Some home bakers reacted to the news just as Wendy Mitchell did in this humorous piece in the Ledger Independent of Maysville, KY:

Leave my Crisco alone

The food Nazis have gone too far. They are messing with an American icon, apple pie. What is pie without a firm, flaky crust? There are too few pleasures in life and my pie crust, with REAL Crisco is one of them. You need Crisco for that.

Now the company that makes Crisco has caved to the food Nazis and is changing the recipe. Leave my Crisco alone. Thanks to some transfat Mafia I will have to go shopping for Crisco tonight. A lot of it.

How long does Crisco last? I will be finding out. I have also been trying to calculate how much Crisco I will need to make it through the rest of my life without having to purchase the trans fatless concoction the company claims tastes and cooks the same.

Say five pounds a year, plus an extra can for holidays and special events, like the time I made 65 pies for a benefit sale in one day.
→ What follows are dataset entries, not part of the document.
PR #5325, opened 2022-11-10
fix unkown rpc

### LINKED ISSUE #5321: api.rpc(method, ...params) has additional encoding
This is the result -

image

I believe we are most probably doing double stringify, aka 

https://github.com/polkadot-js/api/blob/5c81e4fd3b0ff8b5b8aea24fad12992a7ccbedb9/packages/api/src/base/Decorate.ts#L416

This then gets `JSON.stringify-ed` again when passing the stuff via e.g. websocket, aka 

https://github.com/polkadot-js/api/blob/5c81e4fd3b0ff8b5b8aea24fad12992a7ccbedb9/packages/rpc-provider/src/coder/index.ts#L72-L76

This is where tests would have been good. This is certainly not the fault of the PR pulling this in, these e2e tests are completely lacking in here, so there was just no place to put them. 

(I should have also tested manually against the apps UI, like I did now with a bump, but ran out of time there before cutting the release, it was the intent to do so. The good news is that param-less calls do work exactly as expected and just removing the `stringify` above, which means that stuff needs to be in the format RPC expects, would fix it. TL;DR I should have tested manually since it was known there "cannot be (atm)" automated tests.)

cc @xlc

xlc:
closes #5321
and have some test

### DIFF
--- a/packages/api/src/base/Decorate.ts
+++ b/packages/api/src/base/Decorate.ts
@@ -413,7 +413,7 @@ export abstract class Decorate<ApiType extends ApiTypes> extends Events {
 
   private _rpcSubmitter<ApiType extends ApiTypes> (decorateMethod: DecorateMethod<ApiType>): DecoratedRpc<ApiType, RpcInterface> {
     const method = (method: string, ...params: any[]) => {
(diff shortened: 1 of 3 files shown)


jacogr (approved):
Thank you.

PR #5329, opened 2022-11-11
Bump Substrate metadata

jacogr:
As per https://github.com/polkadot-js/api/pull/5324#issuecomment-1311365091

Generation here reports "Unable to find matching version for runtime ContractsApi, expected 2" - this is expected since we don't have definitions for those at this point. Since unknown/not found in the type generation, it is removed - https://github.com/polkadot-js/api/pull/5329/files#diff-79eb57055ccb3c449430b1af803a0d0a29cbdc1b625b6bf8a25ff0b7ba329ea0L108


jacogr:
This seems merge-able without having the `ContractsApi` V2 defined yet, so will get it in.

PR #5371, opened 2022-12-08
Revert removal of WellKnownChains export

wirednkod:
Reverting the removal of WellknownChains. This enum needs to be exported, for users of substrate-connect. They need it in order to define which chain of the WellknownChains should be passed as parameter to ScProvider.

### DIFF
--- a/packages/rpc-provider/src/substrate-connect/index.ts
+++ b/packages/rpc-provider/src/substrate-connect/index.ts
@@ -37,6 +37,8 @@ const subscriptionUnsubscriptionMethods = new Map<string, string>([
 const wellKnownChains = new Set(Object.values(WellKnownChain));
 const scClients = new WeakMap<ScProvider, ScClient>();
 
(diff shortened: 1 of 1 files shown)


jacogr:
It is exposed on `ScProvider`. It has been due for removal since 9.2.1 [as per the CHANGELOG](https://github.com/polkadot-js/api/releases/tag/v9.2.1).

aka 

```js
// or an import from @polkadot/api
import { ScProvider } from '@polkadot/rpc-provider';

const provider = new ScProvider(ScProvider.WellKnownChain.polkadot);

await provider.connect();

const version = await provider.send('chain_getBlockHash', []);
```

The above is actually from the [README](https://github.com/polkadot-js/api/tree/master/packages/rpc-provider#usage). I suppose what didn't happen really well was the explicit reference of "if you have not swapped, you should do so right now".

wirednkod:
Thank you for the response Jaco. Will close that as resolved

That took five pounds all by itself....

How do you take something like transfat out ... by adding something else. How do I know that the something else won't be bad for me...

Crisco lovers unite! Put your cans on the line. Demand equal product access with the trans fatless and cookie on!

Others who grew up on shortening likely had similar reactions.

Spry, Crisco and other shortenings have been staples in American kitchens since the turn of the last century. The old cookbooks of our mothers, grandmothers and great grandmothers hold some of America’s still-favorite family recipes, made with shortening. All-vegetable shortenings were welcomed by home cooks for their purity and clean taste when they were first introduced in 1911. They were considerably safer than the often contaminated and adulterated lards and fats sold before their introduction. For many home bakers, shortening is the secret to achieving flaky pie crusts, delicate cookies and light cakes. That’s because the these fats inhibit long strands of gluten from forming in wheat doughs — hence, their name “shortening.” Shortening has enabled many women over the past century to win coveted blue ribbons at state and county fairs.

Partially hydrogenated oils, as in shortening, have other benefits for home cooks and commercial cooks, alike.

They help to keep cookies softer and lighter. [Make a batch of cookies with butter and one with shortening and see how much higher and lighter the shortening cookies are.]

Shortening has a higher smoke point (the temperature that an oil or fat breaks down, smokes or burns, and gives food an awful taste) than butter, margarine and many other oils, making it safer for frying and more ideal for achieving crisp French fries and donuts that have a delicate crust without being greasy inside. Deep fat fryers were standard kitchen items in many homes during the middle of the last century. Our Mother made donuts nearly every weekend and even more often made potato fries to go with her burgers, sloppy joes or fried chicken. Because these foods are eaten away from home moreso today and not made by Mom, many people fear they are somehow less good-for-us. But there is no credible evidence for such fears. (Although some Moms may have been better cooks than the kids in the red uniforms.)

Partially hydrogenating vegetable oils also makes them more stable and go rancid less quickly, meaning they can be safely stored for much longer periods than other oils. They came to be pantry stables, especially during war times and the Great Depression.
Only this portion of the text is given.